# Christmas plans



## omostra06 (Sep 11, 2007)

Just wondering what everyone is doing for Christmas this year?

Are you staying at home or going abroad?

Iam going to the UK for Christmas this year, first time back in the uk for christmas for 8 years. looking forward to an overdose of mince pies and christmas dinner.

What have you got planned?


----------



## notlongnow (May 21, 2009)

omostra06 said:


> Just wondering what everyone is doing for Christmas this year?
> 
> Are you staying at home or going abroad?
> 
> ...


We are very excited as during this year several family members have moved here to Portugal and I also have my mother and a couple of others coming over for a week over Christmas - it will be the first time my mother has been on a plane in over 30 years!

It will be a big family occasion, with 9 of us in the Algarve with ages ranging from 31 to 83!

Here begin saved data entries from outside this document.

Issue #231, opened 2020-05-15
Latch timing reference can cause infinite loop


Hampycalc:
I am encountering an infinite loop. On reviewing the code, I have discovered the following possibility.

It is possible for the latching timing reference variable `endTime` ([defined here](https://github.com/adafruit/Adafruit_NeoPixel/blob/766f7fba6bb48081eaf861933a94a25524bd7be1/Adafruit_NeoPixel.h#L350)) to be set ([here](https://github.com/adafruit/Adafruit_NeoPixel/blob/766f7fba6bb48081eaf861933a94a25524bd7be1/Adafruit_NeoPixel.cpp#L2210)) to the value of `micros()`, then value of `micros()` to overflow and `bool canShow(void) const { return (micros()-endTime) >= 300L; }` ([defined here](https://github.com/adafruit/Adafruit_NeoPixel/blob/766f7fba6bb48081eaf861933a94a25524bd7be1/Adafruit_NeoPixel.h#L234)) to always return `false`. This results in an (almost) infinite loop in the `show()` function at [this line](https://github.com/adafruit/Adafruit_NeoPixel/blob/766f7fba6bb48081eaf861933a94a25524bd7be1/Adafruit_NeoPixel.cpp#L205).

As a fix, the `canShow()` function should set `endTime` to `micros()` if `endTime > micros()`.

Hampycalc:
This has a chance to happen every 4294967295/(1000000*60*60) = 1.2 hours

PR #232, opened 2020-05-15
Latch timing reference can cause infinite loop

Hampycalc:
Addresses: https://github.com/adafruit/Adafruit_NeoPixel/issues/231

I am encountering an infinite loop. On reviewing the code, I have discovered the following possibility.

It is possible for the latching timing reference variable `endTime` ([defined here](https://github.com/adafruit/Adafruit_NeoPixel/blob/766f7fba6bb48081eaf861933a94a25524bd7be1/Adafruit_NeoPixel.h#L350)) to be set ([here](https://github.com/adafruit/Adafruit_NeoPixel/blob/766f7fba6bb48081eaf861933a94a25524bd7be1/Adafruit_NeoPixel.cpp#L2210)) to the value of `micros()`, then value of `micros()` to overflow and `bool canShow(void) const { return (micros()-endTime) >= 300L; }` ([defined here](https://github.com/adafruit/Adafruit_NeoPixel/blob/766f7fba6bb48081eaf861933a94a25524bd7be1/Adafruit_NeoPixel.h#L234)) to always return `false`. This results in an (almost) infinite loop in the `show()` function at [this line](https://github.com/adafruit/Adafruit_NeoPixel/blob/766f7fba6bb48081eaf861933a94a25524bd7be1/Adafruit_NeoPixel.cpp#L205).

As a fix, the `canShow()` function should set `endTime` to `micros()` if `endTime > micros()`.

### DIFF
--- a/Adafruit_NeoPixel.h
+++ b/Adafruit_NeoPixel.h
@@ -37,16 +37,16 @@
 #define ADAFRUIT_NEOPIXEL_H
 
 #ifdef ARDUINO
-#if (ARDUINO >= 100)
-#include <Arduino.h>
-#else
-#include <WProgram.h>
-#include <pins_arduino.h>
-#endif
+  #if (ARDUINO >= 100)
+  #include <Arduino.h>
+  #else
+  #include <WProgram.h>
+  #include <pins_arduino.h>
+  #endif
 #endif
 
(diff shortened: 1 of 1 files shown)


ladyada:
thanks :)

We are also going to the UK next week to have some early Xmas celebrations with the remainder of the family and some of our friends.

Happy days


----------



## mayotom (Nov 8, 2008)

Off back to Ireland on Friday, work has dried up here, so time to re-asses the future, and move on to a new country in the new year, but not before a long Christmas at home with family.


----------



## omostra06 (Sep 11, 2007)

Looking at the snow in the UK, I hope the airports are open when i need to fly in!


----------



## Mr.Blueskies (Feb 24, 2009)

omostra06 said:


> Looking at the snow in the UK, I hope the airports are open when i need to fly in!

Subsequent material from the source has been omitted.